■ DATA FOR THIS EXERCISE

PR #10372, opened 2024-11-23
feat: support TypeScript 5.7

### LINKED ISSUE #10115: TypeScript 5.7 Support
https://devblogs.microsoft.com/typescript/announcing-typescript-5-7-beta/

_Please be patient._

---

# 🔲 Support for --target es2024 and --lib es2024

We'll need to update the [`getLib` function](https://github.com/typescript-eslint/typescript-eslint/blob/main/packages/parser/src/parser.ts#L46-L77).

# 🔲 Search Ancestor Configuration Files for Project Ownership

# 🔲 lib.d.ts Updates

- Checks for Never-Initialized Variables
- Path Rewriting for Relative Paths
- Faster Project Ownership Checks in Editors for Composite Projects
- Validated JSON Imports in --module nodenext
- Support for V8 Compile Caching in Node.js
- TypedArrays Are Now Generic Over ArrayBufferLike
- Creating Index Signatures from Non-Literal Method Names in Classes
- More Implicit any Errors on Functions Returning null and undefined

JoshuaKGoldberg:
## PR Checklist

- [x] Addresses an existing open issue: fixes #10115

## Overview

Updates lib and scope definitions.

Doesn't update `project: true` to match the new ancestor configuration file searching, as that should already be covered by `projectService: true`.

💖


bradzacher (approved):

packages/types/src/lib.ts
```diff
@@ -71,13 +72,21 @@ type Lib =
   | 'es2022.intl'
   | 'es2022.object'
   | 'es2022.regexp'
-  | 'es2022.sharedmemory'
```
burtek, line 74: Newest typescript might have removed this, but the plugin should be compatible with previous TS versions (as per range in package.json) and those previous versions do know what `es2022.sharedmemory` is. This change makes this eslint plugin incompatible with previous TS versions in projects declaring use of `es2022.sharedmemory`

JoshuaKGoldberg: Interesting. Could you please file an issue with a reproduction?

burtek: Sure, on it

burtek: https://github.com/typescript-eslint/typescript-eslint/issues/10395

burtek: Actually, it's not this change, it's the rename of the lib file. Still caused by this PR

■ REQUIRED WORK
Gather each line from the entries above that includes the word "github".

■ FINISHED TASK
We'll need to update the [`getLib` function](https://github.com/typescript-eslint/typescript-eslint/blob/main/packages/parser/src/parser.ts#L46-L77).
burtek: https://github.com/typescript-eslint/typescript-eslint/issues/10395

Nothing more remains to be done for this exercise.